The problem →
In the entries below, find the lines with the word "connectedModeConfigPathProvider" and copy them.

Stored items:
--*--

Issue #1763, opened 2020-10-07
Convert SQ issue into IssueVisualization


rita-g-sonarsource:
### Description

Convert the returned issue from SQ into AnalysisIssueVisualization object, so that it could be used in the visualization framework.

- [ ] ~~calculate line hashes~~ --> will be handled when secondary locations are added
- [x]  translate file paths (#1874)
- [ ] ~~modify rule key? (https://github.com/duncanp-sonar/SLVS_SecondaryLocationsProto/blob/master/src/VSSecondaryLocationsProto/Issues/IssueAdapter.cs#L14)~~ --> will not do for now, in order to remain consistent with the rule keys that are displayed for CFamily analysis.
- [ ] ~~reverse locations? (https://github.com/duncanp-sonar/SLVS_SecondaryLocationsProto/blob/master/src/VSSecondaryLocationsProto/Issues/IssuesProvider.cs#L156)~~  --> will be handled when secondary locations are added

PR #1838, opened 2020-10-27
Implement IHotspot

rita-g-sonarsource:
Prep for #1763


rita-g-sonarsource:
Basic implementation; part of the stuff I needed to test the table integration and that we will need in the future.

duncanp-sonar (approved):

Issue #1825, opened 2020-10-22
Implement request listener plumbing


duncanp-sonar:
### Description

- [x] decide what to base the http listener code on - needs to be testable e.g. HttpListener/shim around HttpListener/third-party-shim/some other library
- [x] implement basic request handling infrastructure: routing, error handling, handling unrecognized requests
- [x] unit tests

PR #1840, opened 2020-10-27
Added pipeline message processing

duncanp-sonar:
Relates to #1825

### DIFF
--- a/src/IssueViz.Security.UnitTests/OpenInIDE/Http/HttpListenerFactoryTests.cs
+++ b/src/IssueViz.Security.UnitTests/OpenInIDE/Http/HttpListenerFactoryTests.cs
@@ -19,8 +19,11 @@
  */
 
 using System;
+using System.Collections.Generic;
 using System.Linq;
 using System.Net;
+using System.Net.Http;
+using System.Threading.Tasks;
 using FluentAssertions;
 using Microsoft.Owin.Host.HttpListener;
 using Microsoft.VisualStudio.TestTools.UnitTesting;
@@ -46,6 +49,7 @@ namespace SonarLint.VisualStudio.IssueVisualization.Security.UnitTests.OpenInIDE
         }
 
         [TestMethod]
+        [TestCategory("Integration")]
         [DataRow(10000, 10003, 10000)]
         [DataRow(10000, 10003, 10001)]
         [DataRow(10000, 10003, 10002)]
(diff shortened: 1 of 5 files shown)


src/IssueViz.Security/OpenInIDE/OpenInIDEResources.resx
```diff
@@ -118,18 +118,30 @@
     <value>System.Resources.ResXResourceWriter, System.Windows.Forms, Version=4.0.0.0, Culture=neutral, PublicKeyToken=b77a5c561934e089</value>
   </resheader>
   <data name="Factory_CheckingPort" xml:space="preserve">
-    <value>Checking availability of port {0}</value>
+    <value>[Open in IDE] Checking availability of port {0}</value>
```
duncanp-sonar, line 121: Miscellaneous: I've added a common prefix to the open in IDE messages to see if that makes the output easier to read when they are mixed up with errors from other sources.

src/IssueViz.Security/OpenInIDE/Http/OwinPipelineProcessor.cs
```diff
@@ -58,10 +61,29 @@ public OwinPipelineProcessor([ImportMany]IEnumerable<IOwinPathRequestHandler> pa
         /// <summary>
         /// Called for each low-level HTTP request received by the underlying HTTPListener
         /// </summary>
-        public Task ProcessRequest(IDictionary<string, object> environment)
+        public async Task ProcessRequest(IDictionary<string, object> environment)
```
duncanp-sonar, line 64: Simple implementation to handle urecognized messages and errors:
* all requests are logged
* unrecognised requests return a 200 status code
* exceptions are logged and rethrown. We expect the calling component turn this into a 500 error code (and there's an integration test to check this is the case)

src/IssueViz.Security.UnitTests/OpenInIDE/Http/HttpListenerFactoryTests.cs
```diff
@@ -46,6 +49,7 @@ public void MefCtor_CheckIsExported()
         }
 
         [TestMethod]
+        [TestCategory("Integration")]
```
duncanp-sonar, line 52: Miscellaneous: added a category to help identify/exclude tests that are dependent on the environment.

rita-g-sonarsource (approved):

Issue #1839, opened 2020-10-27
Implement "show hotspot" HTTP request handler


duncanp-sonar:
### Description

Implement the low-level HTTP request handler
- [x] extract and validate parameters
- [x] create strongly-typed request
- [x] unit tests

PR #1843, opened 2020-10-28
Implement show hotpot HTTP handler

duncanp-sonar:
Relates to #1839

### DIFF
--- a/src/IssueViz.Security.UnitTests/OpenInIDE/Http/ShowHotspotRequestHandlerTests.cs
+++ b/src/IssueViz.Security.UnitTests/OpenInIDE/Http/ShowHotspotRequestHandlerTests.cs
@@ -30,7 +30,7 @@ using SonarLint.VisualStudio.IssueVisualization.Security.OpenInIDE.Http;
 namespace SonarLint.VisualStudio.IssueVisualization.Security.UnitTests.OpenInIDE.Http
 {
     [TestClass]
-    public class OpenHotspotRequestHandlerTests
+    public class ShowHotspotRequestHandlerTests
     {
         [TestMethod]
         public void MefCtor_CheckIsExported()
@@ -40,10 +40,11 @@ namespace SonarLint.VisualStudio.IssueVisualization.Security.UnitTests.OpenInIDE
             var loggerExport = MefTestHelpers.CreateExport<ILogger>(Mock.Of<ILogger>());
 
             // Act & Assert
-            MefTestHelpers.CheckTypeCanBeImported<OpenHotspotRequestHandler, IOwinPathRequestHandler>(null, new[] { apiRequestHandler, loggerExport });
+            MefTestHelpers.CheckTypeCanBeImported<ShowHotspotRequestHandler, IOwinPathRequestHandler>(null, new[] { apiRequestHandler, loggerExport });
         }
 
         [TestMethod]
+        [DataRow("", "server;project;hotspot")]
         [DataRow("server=s&hotspot=h&organization=o", "project")]
         [DataRow("project=p&hotspot=h&organization=o", "server")]
         [DataRow("project=p&server=s&organization=o", "hotspot")]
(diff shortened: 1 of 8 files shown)


src/IssueViz.Security.UnitTests/OpenInIDE/Http/ShowHotspotRequestHandlerTests.cs
```diff
@@ -0,0 +1,121 @@
...
+using SonarLint.VisualStudio.IssueVisualization.Security.OpenInIDE.Contract;
+using SonarLint.VisualStudio.IssueVisualization.Security.OpenInIDE.Http;
+
+namespace SonarLint.VisualStudio.IssueVisualization.Security.UnitTests.OpenInIDE.Http
+{
+    [TestClass]
+    public class ShowHotspotRequestHandlerTests
+    {
+        [TestMethod]
+        public void MefCtor_CheckIsExported()
```
duncanp-sonar, line 36: FYI this test is unchanged. The other tests are new.

duncanp-sonar:
I renamed the classes from `OpenHotspotXXX` to `ShowHotspotXXX`. Unfortunately, that's messed up how the GitHub web UI is showing the diff. However, the previous implementation was just a skeleton implementation and the new code is additive. I'll point out the bits that haven't changed.

src/IssueViz.Security/OpenInIDE/Http/ShowHotspotRequestHandler.cs
```diff
@@ -0,0 +1,117 @@
...
+
+namespace SonarLint.VisualStudio.IssueVisualization.Security.OpenInIDE.Http
+{
+    /// <summary>
+    /// Handles low-level HTTP request to open a hotspot
+    /// </summary>
+    [Export(typeof(IOwinPathRequestHandler))]
+    internal class ShowHotspotRequestHandler : IOwinPathRequestHandler
+    {
+        private const string ParamName_Server = "server";
```
duncanp-sonar, line 37: The constants are new and the implementation of `ProcessRequest` is new. The constructor and MEF attributes haven't changed.

src/IssueViz.Security/OpenInIDE/Http/ShowHotspotRequestHandler.cs
```diff
@@ -0,0 +1,117 @@
...
+        private const string ParamName_Project = "project";
+        private const string ParamName_Hotspot = "hotspot";
```
duncanp-sonar, line 39: I looked at the existing SQ API parameter names, and the standard form appears to be e.g. 'hotspot' rather than 'hotspotKey'.

There's an exception in the SQ API `api/hotspots/search` which has `projectKey`, but that appears to be an anomaly.

src/IssueViz.Security/OpenInIDE/Http/ShowHotspotRequestHandler.cs
```diff
@@ -0,0 +1,117 @@
...
+        public Task ProcessRequest(IOwinContext context)
+        {
+            var request = BuildRequest(context);
+            if (request == null)
+            {
+                context.Response.StatusCode = (int)HttpStatusCode.BadRequest;
+                return Task.CompletedTask;
+            }
+
+            // TODO - make async?
```
duncanp-sonar, line 63: As discussed offline, I'll do this in a separate PR.

src/IssueViz.Security/OpenInIDE/Http/ShowHotspotRequestHandler.cs
```diff
@@ -0,0 +1,117 @@
...
+        private const string ParamName_Server = "server";
+        private const string ParamName_Project = "project";
+        private const string ParamName_Hotspot = "hotspot";
+        private const string ParamName_Organization = "organization";
+
+        private readonly IOpenInIDERequestHandler openInIDERequestHandler;
+        private readonly ILogger logger;
+
+        [ImportingConstructor]
+        internal ShowHotspotRequestHandler(IOpenInIDERequestHandler openInIDERequestHandler, ILogger logger)
```
rita-g-sonarsource, line 46: The names are slightly confusing, both `ShowHotspotRequestHandler` and `IOpenInIDERequestHandler` are "request handlers", and it's not clear what distinction between them.

Perhaps `ShowHotspotRequestHandler` should be named `ShowHotspotHttpRequestHandler` or something of the sort.

rita-g-sonarsource (approved):

src/IssueViz.Security/OpenInIDE/Http/ShowHotspotRequestHandler.cs
duncanp-sonar: I'll change `ShowHotspotRequestHandler` to `ShowHotspotOwinRequestHandler`.

I don't think `IOpenInIDERequestHandler` should change to `IShowHotspotRequestHandler` since it's intended to handle all API calls, which we know will include handling vulnerabilities by the time of the LTS.

I was debating using "HTTP"/"Owin" in all of the zweb-aware components and "Api" in all of the web-agnostic components. I couldn't decide what to change `IOpenInIDERequestHandler` to, though. Maybe something like `ISonarLintApiHandler`.

PR #1844, opened 2020-10-28
Move IInfoBarManager to Core

### LINKED ISSUE #1793: Provide UI that displays request failures to the user
#### Description

There are multiple possible failure scenarios when handling a request from SQ.

Implement a way to display the messages to the user.

https://docs.microsoft.com/en-us/visualstudio/extensibility/ux-guidelines/notifications-and-progress-for-visual-studio?view=vs-2019

TODO: 
- [ ] New modal dialog? -> Not for now
- [x] Goldbar? 
- [ ] Log in SonarLint output pane?

rita-g-sonarsource:
Fixes #1793

### DIFF
--- a/src/Core/SonarLintImageMoniker.cs
+++ b/src/Core/SonarLintImageMoniker.cs
@@ -1,0 +1,39 @@
+﻿/*
+ * SonarLint for Visual Studio
+ * Copyright (C) 2016-2020 SonarSource SA
+ * mailto:info AT sonarsource DOT com
+ *
+ * This program is free software; you can redistribute it and/or
+ * modify it under the terms of the GNU Lesser General Public
+ * License as published by the Free Software Foundation; either
+ * version 3 of the License, or (at your option) any later version.
+ *
+ * This program is distributed in the hope that it will be useful,
+ * but WITHOUT ANY WARRANTY; without even the implied warranty of
+ * MERCHANTABILITY or FITNESS FOR A PARTICULAR PURPOSE.  See the GNU
+ * Lesser General Public License for more details.
+ *
+ * You should have received a copy of the GNU Lesser General Public License
+ * along with this program; if not, write to the Free Software Foundation,
+ * Inc., 51 Franklin Street, Fifth Floor, Boston, MA  02110-1301, USA.
+ */
+
+using System;
+
+namespace SonarLint.VisualStudio.Core
+{
+    /// <summary>
+    /// Wrapper class for Microsoft.VisualStudio.Imaging.Interop.ImageMoniker struct
+    /// </summary>
+    public readonly struct SonarLintImageMoniker
+    {
+        public SonarLintImageMoniker(Guid guid, int id)
+        {
+            Guid = guid;
+            Id = id;
+        }
+
+        public Guid Guid { get; }
+        public int Id { get; }
+    }
+}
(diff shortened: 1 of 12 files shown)


src/Integration.Vsix.UnitTests/InfoBar/InfoBarManagerTests.cs
```diff
@@ -204,6 +204,8 @@ public void InfoBarManager_DetachInfoBar()
 
         #region Test helpers
 
+        private static SonarLintImageMoniker CreateFromVsMoniker(dynamic imageMoniker) => new SonarLintImageMoniker(imageMoniker.Guid, imageMoniker.Id);
```
rita-g-sonarsource, line 207: `KnownMonikers` is a very problematic class to pass as argument, as it creates ambiguity between `ImageMoniker` from `Microsoft.VisualStudio.ImageCatalog` assembly and `ImageMoniker` from `Microsoft.VisualStudio.Imaging.Interop`. Since it's test code, I opted to just use dynamic.

duncanp-sonar: You don't need 'dynamic'; just replace it here with the fully qualified type name i.e. `Microsoft.VisualStudio.Imaging.Interop.ImageMoniker`.

rita-g-sonarsource: It's the exact same namespace, but different assemblies.

src/Core/SonarLintImageMoniker.cs
```diff
@@ -0,0 +1,39 @@
...
+ * along with this program; if not, write to the Free Software Foundation,
+ * Inc., 51 Franklin Street, Fifth Floor, Boston, MA  02110-1301, USA.
+ */
+
+using System;
+
+namespace SonarLint.VisualStudio.Core
+{
+    /// <summary>
+    /// Wrapper class for Microsoft.VisualStudio.Imaging.Interop.ImageMoniker struct
```
duncanp-sonar, line 26: `Wrapper` is a bit misleading; it`s duplicating the type, rather than wrapping it.

src/Integration.Vsix.UnitTests/InfoBar/InfoBarManagerTests.cs
duncanp-sonar: The test built and ran fine for me locally using the fully qualified type name instead of dynamic. It also worked if I added 'using Microsoft.VisualStudio.Imaging.Interop;'.
Does it fail for you locally, or in a CI build?

rita-g-sonarsource: Odd; it fails for me locally. And it makes sense, since both assemblies are indeed referenced.
Weird that it works for you 🤔 
image

rita-g-sonarsource: Edit: I see now that despite this error, the code actually compiles and the tests pass, that's very odd 🤔 
So I will check-in it with the namespace and just ignore the editor errors.

duncanp-sonar (approved):

src/Integration.Vsix.UnitTests/InfoBar/InfoBarManagerTests.cs
duncanp-sonar: No. Could be an incorrect IntelliSense cache on your machine; that would cause those symptoms.

Issue #1797, opened 2020-10-14
Handle SQ request failures


rita-g-sonarsource:
#### Description

There are multiple potential failure scenarios when attempting to handle a request coming from SQ.

- [x] Add checks for the failure use cases https://docs.google.com/document/d/1MOG8172q5yiTkkFcupwT7_gEGRo83nCsmvAWqidWOfs/edit#heading=h.8n0g60dkbrwz
- [x] Display the failure to the user (#1793)

PR #1847, opened 2020-10-29
Split IConfigurationProvider and IConfigurationPersister implementation

rita-g-sonarsource:
Prep for #1797


src/Integration/MefServices/VsSessionHost.cs
```diff
@@ -336,8 +336,24 @@ private ILocalService GetConfigurationProvider()
 
             var bindingSerializer = new SolutionBindingSerializer(sccFileSystem, bindingFileLoader, credentialsLoader);
 
-            return new ConfigurationProvider(legacyConfigPathProvider, connectedModeConfigPathProvider, bindingSerializer,
-                legacyConfigFolderItemAdder);
+            return new ConfigurationPersister(legacyConfigPathProvider, connectedModeConfigPathProvider, bindingSerializer, legacyConfigFolderItemAdder);
```
rita-g-sonarsource, line 339: This copy-paste will go away in future PRs

src/Integration/MefServices/VsSessionHost.cs
```diff
@@ -336,8 +336,24 @@ private ILocalService GetConfigurationProvider()
...
+        }
+
+        private ILocalService GetConfigurationProvider()
```
rita-g-sonarsource, line 342: GetConfigurationProvider and GetConfigurationPersister are identical as the moment. This copy-paste will go away in future PRs, as I split more dependencies.

src/Integration.Vsix/AsmRef_Integration.Vsix_Baseline_WithStrongNames.txt
```diff
@@ -1,7 +1,7 @@
 ﻿---
 ################################
 # Assembly references report
-# Report date/time: 2020-10-27T14:54:08.8664584Z
+# Report date/time: 2020-10-29T09:42:23.0046223Z
```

--*--

Output of the exercise →
-            return new ConfigurationProvider(legacyConfigPathProvider, connectedModeConfigPathProvider, bindingSerializer,
+            return new ConfigurationPersister(legacyConfigPathProvider, connectedModeConfigPathProvider, bindingSerializer, legacyConfigFolderItemAdder);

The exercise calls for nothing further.